Stennett eventually settled into a band called The Harmaniacs, playing mostly jazz and popular music. They were snapped up to play on radio, and featured very often on Workers' Playtime, doing a show every week from a different location all over the country. The band toured extensively, and Stennett also taught himself to play the trumpet and the piano.

After a few years, Stennett struck out on his own, working with the Joe Loss Band and the Ted Heath Band as a featured artist, and featuring high-up on the variety circuit alongside all the star names of the era, including the likes of Ken Dodd, Danny Kaye, Petula Clark, Bob Hope, Tony Bennett, Johnnie Ray and James Cagney.

Having this success allowed Stennett to indulge in a great passion - flying. Ironically, having been turned down for the RAF during the war because of poor eyesight, he learned to fly in the early 1950s, and owned around 20 aeroplanes during his life. He was the Royal Aeronautical Club's Private Flier of the Year for 1955.

Although the variety circuit gradually began to diminish throughout the 1950s, Stennett was never out of work. He transitioned into television, appearing on many shows of the time, such as Face the Music, Variety Parade and Show Band Parade. The ultimate call up for a comedy star was to play the Palladium, and he did just that for Val Parnell's Sunday Night At The London Palladium - notably, on his second visit of the first series, out-gagging Bob Hope in their segment together in February 1956. He also joined the Black and White Minstrel Show as compere, appearing with them for around 5 years. He was a regular performer in both pantomimes and summer seasons all across the country. He was asked to become a member of the Grand Order of the Water Rats in April 1959, and continued to work tirelessly for charity throughout his life.

In the 1960s, Stennett had the chance to demonstrate his acting ability. Alongside all of the personal television appearances, he made several appearances in stories for A Play For Today on radio, a very brief few episodes in Coronation Street in 1960, and most notably as a regular panellist on Yorkshire Television's Jokers Wild in 1973 and 1974.

Soap operas were to feature over the next two decades. In 1971, he was asked to take a small role in the very popular Crossroads, playing an American GI who was on the run. Coronation Street came calling again in 1976, and he deftly took on the role of Hilda Ogden's brother.

In 1980, Stennett took on another change of direction, becoming Director of The Roses Theatre in Tewkesbury for the next 13 years, where he was able to use his vast collection of contacts to attract performers. The Gala performance in 1984 was tinged with sadness, however. The star of the show was Eric Morecambe, an old friend of Stennett's. After their evening together on stage, and 6 curtain calls, Morecambe collapsed in the wings and passed away in Cheltenham Hospital a few hours after the show.

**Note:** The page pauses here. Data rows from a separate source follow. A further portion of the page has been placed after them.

PR #864, opened 2024-07-29
Modify use aggregate actions accept date range

### LINKED ISSUE #863: Modify `useAggregateActions` and `useActions` to accept start and end date

LinaYahya:
closes #863


src/api/action.ts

Stennett returned to Crossroads in 1982 and played the role of Sid Hooper for the following seven years. Stennett was such a name that Eamonn Andrews and This Is Your Life called in 1983, surprising him at HTV Studios, where the show was then recorded.

Retirement was never on Stennett's mind, and he toured his own shows and pantomimes well into his 80s. He still has the record for hosting the most consecutive pantomimes at the New Theatre in Cardiff - completely sold out for five years in a row. He was also in television shows such as Heartbeat, Doctors, Casualty, The History of Mr Polly and most recently Stella with Ruth Jones. He once said that his joke book contained 25,000 gags, one for every occasion, but also claimed to be an 'alternative' comedian, since the comic establishment was by then filthy whereas he had stayed clean.

Stennett lived for many years in Rhiwbina, Cardiff. He lost a large proportion of his memorabilia in a house fire in 1998, but was most distressed to lose some of his musical instruments. With all of the work, he still found time to play golf, and was heavily involved with Cardiff City Football Club. He was awarded an MBE in 1979 for services to entertainment and to charities.

Stan Stennett died at the University Hospital of Wales in Cardiff on 26 November 2013 after complications from a stroke.